# What you are asked to do
Go through the entries below and return every line that contains "INDEX".

= = = =

PR #1153, opened 2020-09-04
Modeling Support for CREATE INDEX

17zhangw:
Changes:
- Adds a mini-runner model for `CREATE INDEX`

= = = =

# Answer space
Modeling Support for CREATE INDEX
- Adds a mini-runner model for `CREATE INDEX`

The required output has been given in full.